You have to have been hiding under a rock all season long not to know that millions of NFL fans believe the Kansas City Chiefs are getting help from the officiating crew every Sunday.
After every Chiefs win, there are always comments on Facebook, X, and Instagram about the Chiefs’ cheating ways and how the refs always bail them out somehow. It even gets weird when people believe Patrick Mahomes sold his soul to the devil for a three-peat.
Conspiracy theories aside, it’s even gotten to the point that ESPN commentator Troy Aikman brought it up during the AFC Divisional game between the Chiefs and the Houston Texans on Saturday.
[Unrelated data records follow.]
PR #1584, opened 2025-05-07
fix(node-config-provider): pass logger to environment variable selector

trivikr:
*Issue #, if available:*
https://github.com/smithy-lang/smithy-typescript/pull/1583/files#r2076091590

*Description of changes:*
Passes logger to environment variable selector

---

### DIFF
--- a/packages/node-config-provider/src/configLoader.ts
+++ b/packages/node-config-provider/src/configLoader.ts
@@ -37,7 +37,15 @@ export const loadConfig = <T = string>(
   { environmentVariableSelector, configFileSelector, default: defaultValue }: LoadedConfigSelectors<T>,
   configuration: LocalConfigOptions = {}
 ): Provider<T> => {
-  const envOptions = configuration.signingName ? { signingName: configuration.signingName } : undefined;
+  const envOptions: EnvOptions = {};
+
+  if (configuration.signingName !== undefined) {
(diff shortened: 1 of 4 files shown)


siddsriv (approved):

packages/node-config-provider/src/configLoader.ts
```diff
@@ -37,7 +37,15 @@ export const loadConfig = <T = string>(
...
 ): Provider<T> => {
-  const envOptions = configuration.signingName ? { signingName: configuration.signingName } : undefined;
+  const envOptions: EnvOptions = {};
+
+  if (configuration.signingName !== undefined) {
+    envOptions.signingName = configuration.signingName;
+  }
+  if (configuration.logger !== undefined) {
+    envOptions.logger = configuration.logger;
+  }
```
kuhe, line 47: since they're already optional, assign without check?

```ts
const { signingName, logger } = configuration;
const envOptions: EnvOptions = { signingName, logger };
```

kuhe (approved):

packages/node-config-provider/src/configLoader.ts
trivikr: Done in [`05c748f` (#1584)](https://github.com/smithy-lang/smithy-typescript/pull/1584/commits/05c748f5f5cc77782afcf70c596b9d1df99a1e9b)

PR #1586, opened 2025-05-08
chore(node-config-provider): export Getters and their configs

trivikr:
*Issue #, if available:*
Internal JS-5860

*Description of changes:*
The EnvOptions created in https://github.com/smithy-lang/smithy-typescript/pull/1583 need to be exported for consumption by providers. Similar other configurations and getters also need to be exported is other packages want to explicitly use them.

The game had a few controversial calls by the referees, especially when it came down to a roughing the passer call.
Aikman seemed annoyed with some of the calls but didn’t accuse the Chiefs of cheating; that was reserved for someone on the other side of the sports celebrity spectrum.
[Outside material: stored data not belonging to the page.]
PR #1588, opened 2025-05-12
fix(middleware-serde): add response metadata to deserialization errors

kuhe:
This adds the `error.$metadata` field to deserialization errors, so that the (earlier in order) retry middleware can decide to retry the error if the response code is retryable, regardless of the format of the error.

This scenario can happen when a server origin response is supposed to be e.g. JSON but its load balancer is XML or does not reach the point of checking the correct response format. If the LB sheds a request with a retryable error code but unparsable body, the parsing error should be treated as non-terminal, retryable.

### DIFF
--- a/packages/middleware-serde/src/deserializerMiddleware.ts
+++ b/packages/middleware-serde/src/deserializerMiddleware.ts
@@ -66,7 +66,7 @@ export const deserializerMiddleware =
         try {
           // if the deserializer failed, then $metadata may still be set
           // by taking information from the response.
-          if (HttpResponse.isInstance(response) && typeof response.statusCode === "number") {
+          if (HttpResponse.isInstance(response)) {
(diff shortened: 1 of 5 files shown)


packages/middleware-serde/src/deserializerMiddleware.ts
```diff
@@ -60,8 +62,35 @@ export const deserializerMiddleware =
             error.$response.body = error.$responseBodyText;
           }
         }
+
+        try {
+          // if the deserializer failed, then $metadata may still be set
+          // by taking information from the response.
+          if (HttpResponse.isInstance(response) && typeof response.statusCode === "number") {
```
kuhe, line 69:
```suggestion
          if (HttpResponse.isInstance(response)) {
```

trivikr (approved):

PR #1589, opened 2025-05-12
chore: generate default endpoint ruleset

kuhe:
Generates a default endpoint ruleset to make code generation consistent between service models that do and don't provide a ruleset trait.


private/smithy-rpcv2-cbor/src/RpcV2ProtocolClient.ts
```diff
@@ -249,15 +257,16 @@ export class RpcV2ProtocolClient extends __Client<
     let _config_0 = __getRuntimeConfig(configuration || {});
     super(_config_0 as any);
     this.initConfig = _config_0;
-    let _config_1 = resolveCustomEndpointsConfig(_config_0);
```
kuhe, line 252: The main point of the change is here. The deprecated `resolveCustomEndpointsConfig` input interface requires a user-supplied endpoint. Equivalent functionality will be provided by the default endpointRuleSet.

trivikr (approved):

PR #1590, opened 2025-05-13
chore: deprecation markers for pre-endpointsRuleSet components

kuhe:
adds deprecation markers for some components not used by endpoints 2.0


.changeset/long-experts-confess.md
```diff
@@ -0,0 +1,2 @@
+---
+---
```
kuhe, line 2: no runtime code changes and this does not warrant a version bump

trivikr (approved):

PR #1595, opened 2025-05-14
feat(core/schema): add schema classes

kuhe:
Adds the `Schema` class group, and schema serde plugin, all of which are still unused in the core/schema submodule.

----

original working branch: https://github.com/smithy-lang/smithy-typescript/pull/1592

group:
https://github.com/smithy-lang/smithy-typescript/pull/1593
https://github.com/smithy-lang/smithy-typescript/pull/1594
https://github.com/smithy-lang/smithy-typescript/pull/1595


packages/core/src/submodules/schema/TypeRegistry.ts
```diff
@@ -0,0 +1,102 @@
...
+
+import { ErrorSchema } from "./schemas/ErrorSchema";
+
+/**
+ * A way to look up schema by their ShapeId values.
+ *
+ * @alpha
+ */
+export class TypeRegistry {
+  public static active: TypeRegistry | null = null;
```
siddsriv, line 11: what is this property for? i don't think it's used anywhere in the current revision

siddsriv (approved):

packages/core/src/submodules/schema/TypeRegistry.ts
kuhe, line 11:
```suggestion
```

PR #1596, opened 2025-05-15
chore(smithy-client): build-fix, hide submodule export from api-extractor

kuhe:
This change hides `core/serde` from api-extractor during the doc build process because it does not understand how to import it. It is ok to hide this export because it contains internal interfaces used in serde-functions.

This does not change the runtime behavior of any package or the actual type interface during regular build and publish steps.

Tested with:
```
npx turbo run extract:docs -F=@smithy/smithy-client
```


trivikr (approved):

kuhe:
https://github.com/microsoft/rushstack/issues/2142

Rapper and mogul Lil Wayne took issue with the Chiefs this weekend. His short but simple tweet summed it all up.
“I hate the cheating azz Chiefs,” Weezy wrote.
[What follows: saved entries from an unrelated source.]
PR #1529, opened 2025-02-21
fix(node-http-handler): fix constructor socketAcquisitionWarningTimeout does not work

yuji-hatakeyama:
*Issue:* https://github.com/smithy-lang/smithy-typescript/issues/1528

*Description of changes:*

[NodeHttpHandler](https://docs.aws.amazon.com/AWSJavaScriptSDK/v3/latest/Package/-smithy-node-http-handler/Interface/NodeHttpHandlerOptions/) “socketAcquisitionWarningTimeout” option does not work correctly.

Fix it

PR #1598, opened 2025-05-18
test(node-http-handler): add test for socketAcquisitionWarningTimeout

yuji-hatakeyama:
*Issue None*

*Description of changes:*

Add test case for the fix in PR #1529 to verify socketAcquisitionWarningTimeout parameter is properly passed from constructor options to config.

Relates to: #1529

[Question]
I only need to modify test, but do I need to bump the version?


yuji-hatakeyama:
@kuhe 
Thanks for the reply.
I have corrected the issue you mentioned at https://github.com/smithy-lang/smithy-typescript/pull/1598#issuecomment-2892023034

1ba2fd17823e037797b67ce5c31484eb35126556

kuhe (approved):

PR #1602, opened 2025-05-22
test: run tests with vitest, fix test type errors

kuhe:
- fixes retry script for tests
- fixes type errors in tests due to upgrading to ts5.8 and its new eslint standards (in a quick way, mostly with `any`)
- updates integration test model with new ruleset


package.json
```diff
@@ -7,8 +7,8 @@
   "scripts": {
     "clean": "turbo run clean --force --parallel",
     "build": "turbo run build",
-    "test": "turbo run test",
-    "test:integration": "yarn build-test-packages && turbo run test:integration",
```
kuhe, line 11: as with jsv3, turbo is a slow way to run tests because it spins up separate vite processes. 

A singular vitest process with a view of all tests is much faster for test compilation.

siddsriv (approved):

Wayne is an avid football fan, specifically a Green Bay Packers fan. He famously recorded the song “Green & Yellow” leading up to the Packers’ Super Bowl win over the Pittsburgh Steelers at the end of the 2010 season. It was a nice response to Wiz Khalifa’s “Black and Yellow.”
The rapper also owns a sports management company and most recently signed Heisman winner Travis Hunter. Wayne knows football and is clearly a fan, too, but not of the Chiefs.
If anybody has been the villain of the 2024 NFL season, it has been the defending champs. The Chiefs nearly went undefeated by beating teams by only a few points week in and week out.
Nobody outside of the Midwest wants to see a three-peat Super Bowl win, even if they respect Patrick Mahomes’s meteoric rise.
Emotions are running high this week going into championship weekend. The Chiefs vs. Buffalo Bills game is expected to be historic, and everyone, including Lil Wayne, will be watching.
Let’s hope it’s a fair game between the teams and the officiating crew.